··· EXTRACTED MATERIAL ···
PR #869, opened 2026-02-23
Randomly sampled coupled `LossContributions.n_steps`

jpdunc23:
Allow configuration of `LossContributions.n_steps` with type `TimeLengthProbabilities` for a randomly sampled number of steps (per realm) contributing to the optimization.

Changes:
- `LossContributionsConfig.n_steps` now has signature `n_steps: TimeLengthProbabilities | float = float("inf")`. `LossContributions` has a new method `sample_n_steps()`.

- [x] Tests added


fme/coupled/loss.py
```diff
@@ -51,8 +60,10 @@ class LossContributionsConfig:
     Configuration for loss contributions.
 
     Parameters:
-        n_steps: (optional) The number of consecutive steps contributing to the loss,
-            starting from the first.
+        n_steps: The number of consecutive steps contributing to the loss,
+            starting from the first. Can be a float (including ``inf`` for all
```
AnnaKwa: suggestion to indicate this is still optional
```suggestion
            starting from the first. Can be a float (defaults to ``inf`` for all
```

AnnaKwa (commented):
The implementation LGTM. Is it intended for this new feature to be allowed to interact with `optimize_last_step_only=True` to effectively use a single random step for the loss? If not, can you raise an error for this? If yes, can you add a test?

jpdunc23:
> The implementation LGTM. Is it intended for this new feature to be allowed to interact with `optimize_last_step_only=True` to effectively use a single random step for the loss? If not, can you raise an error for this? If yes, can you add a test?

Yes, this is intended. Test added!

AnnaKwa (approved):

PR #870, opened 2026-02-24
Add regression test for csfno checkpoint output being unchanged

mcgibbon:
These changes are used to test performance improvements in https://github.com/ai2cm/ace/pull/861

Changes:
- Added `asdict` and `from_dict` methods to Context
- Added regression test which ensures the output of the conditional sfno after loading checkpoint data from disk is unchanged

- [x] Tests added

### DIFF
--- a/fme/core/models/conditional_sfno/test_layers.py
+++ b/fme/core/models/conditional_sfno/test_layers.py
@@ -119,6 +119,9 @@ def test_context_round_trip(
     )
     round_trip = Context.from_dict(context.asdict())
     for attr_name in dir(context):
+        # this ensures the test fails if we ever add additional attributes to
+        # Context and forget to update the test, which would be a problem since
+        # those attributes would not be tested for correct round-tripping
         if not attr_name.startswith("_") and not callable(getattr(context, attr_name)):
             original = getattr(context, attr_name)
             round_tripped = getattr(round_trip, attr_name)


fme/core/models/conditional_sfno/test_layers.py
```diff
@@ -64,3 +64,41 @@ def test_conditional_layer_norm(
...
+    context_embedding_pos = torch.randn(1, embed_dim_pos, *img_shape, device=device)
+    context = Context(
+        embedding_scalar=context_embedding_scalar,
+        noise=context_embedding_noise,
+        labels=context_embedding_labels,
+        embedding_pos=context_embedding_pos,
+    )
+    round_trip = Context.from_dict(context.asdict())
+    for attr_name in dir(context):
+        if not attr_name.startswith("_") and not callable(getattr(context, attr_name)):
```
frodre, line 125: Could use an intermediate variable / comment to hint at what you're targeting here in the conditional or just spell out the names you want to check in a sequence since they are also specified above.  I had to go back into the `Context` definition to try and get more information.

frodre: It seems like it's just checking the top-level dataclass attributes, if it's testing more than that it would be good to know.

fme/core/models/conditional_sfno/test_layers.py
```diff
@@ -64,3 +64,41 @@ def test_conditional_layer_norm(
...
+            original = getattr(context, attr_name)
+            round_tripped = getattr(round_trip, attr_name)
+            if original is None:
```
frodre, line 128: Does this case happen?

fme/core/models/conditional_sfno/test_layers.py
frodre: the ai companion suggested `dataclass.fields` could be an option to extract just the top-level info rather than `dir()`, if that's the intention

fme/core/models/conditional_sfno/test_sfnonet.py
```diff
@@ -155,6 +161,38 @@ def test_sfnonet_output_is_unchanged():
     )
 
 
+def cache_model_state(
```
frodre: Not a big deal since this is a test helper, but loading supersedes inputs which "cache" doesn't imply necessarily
···
_YOUR ASSIGNMENT_
Each record must be repeated exactly as it appears above.

_EXPECTED ANSWER_
PR #869, opened 2026-02-23
Randomly sampled coupled `LossContributions.n_steps`

jpdunc23:
Allow configuration of `LossContributions.n_steps` with type `TimeLengthProbabilities` for a randomly sampled number of steps (per realm) contributing to the optimization.

Changes:
- `LossContributionsConfig.n_steps` now has signature `n_steps: TimeLengthProbabilities | float = float("inf")`. `LossContributions` has a new method `sample_n_steps()`.

- [x] Tests added


fme/coupled/loss.py
```diff
@@ -51,8 +60,10 @@ class LossContributionsConfig:
     Configuration for loss contributions.
 
     Parameters:
-        n_steps: (optional) The number of consecutive steps contributing to the loss,
-            starting from the first.
+        n_steps: The number of consecutive steps contributing to the loss,
+            starting from the first. Can be a float (including ``inf`` for all
```
AnnaKwa: suggestion to indicate this is still optional
```suggestion
            starting from the first. Can be a float (defaults to ``inf`` for all
```

AnnaKwa (commented):
The implementation LGTM. Is it intended for this new feature to be allowed to interact with `optimize_last_step_only=True` to effectively use a single random step for the loss? If not, can you raise an error for this? If yes, can you add a test?

jpdunc23:
> The implementation LGTM. Is it intended for this new feature to be allowed to interact with `optimize_last_step_only=True` to effectively use a single random step for the loss? If not, can you raise an error for this? If yes, can you add a test?

Yes, this is intended. Test added!

AnnaKwa (approved):

PR #870, opened 2026-02-24
Add regression test for csfno checkpoint output being unchanged

mcgibbon:
These changes are used to test performance improvements in https://github.com/ai2cm/ace/pull/861

Changes:
- Added `asdict` and `from_dict` methods to Context
- Added regression test which ensures the output of the conditional sfno after loading checkpoint data from disk is unchanged

- [x] Tests added

### DIFF
--- a/fme/core/models/conditional_sfno/test_layers.py
+++ b/fme/core/models/conditional_sfno/test_layers.py
@@ -119,6 +119,9 @@ def test_context_round_trip(
     )
     round_trip = Context.from_dict(context.asdict())
     for attr_name in dir(context):
+        # this ensures the test fails if we ever add additional attributes to
+        # Context and forget to update the test, which would be a problem since
+        # those attributes would not be tested for correct round-tripping
         if not attr_name.startswith("_") and not callable(getattr(context, attr_name)):
             original = getattr(context, attr_name)
             round_tripped = getattr(round_trip, attr_name)


fme/core/models/conditional_sfno/test_layers.py
```diff
@@ -64,3 +64,41 @@ def test_conditional_layer_norm(
...
+    context_embedding_pos = torch.randn(1, embed_dim_pos, *img_shape, device=device)
+    context = Context(
+        embedding_scalar=context_embedding_scalar,
+        noise=context_embedding_noise,
+        labels=context_embedding_labels,
+        embedding_pos=context_embedding_pos,
+    )
+    round_trip = Context.from_dict(context.asdict())
+    for attr_name in dir(context):
+        if not attr_name.startswith("_") and not callable(getattr(context, attr_name)):
```
frodre, line 125: Could use an intermediate variable / comment to hint at what you're targeting here in the conditional or just spell out the names you want to check in a sequence since they are also specified above.  I had to go back into the `Context` definition to try and get more information.

frodre: It seems like it's just checking the top-level dataclass attributes, if it's testing more than that it would be good to know.

fme/core/models/conditional_sfno/test_layers.py
```diff
@@ -64,3 +64,41 @@ def test_conditional_layer_norm(
...
+            original = getattr(context, attr_name)
+            round_tripped = getattr(round_trip, attr_name)
+            if original is None:
```
frodre, line 128: Does this case happen?

fme/core/models/conditional_sfno/test_layers.py
frodre: the ai companion suggested `dataclass.fields` could be an option to extract just the top-level info rather than `dir()`, if that's the intention

fme/core/models/conditional_sfno/test_sfnonet.py
```diff
@@ -155,6 +161,38 @@ def test_sfnonet_output_is_unchanged():
     )
 
 
+def cache_model_state(
```
frodre: Not a big deal since this is a test helper, but loading supersedes inputs which "cache" doesn't imply necessarily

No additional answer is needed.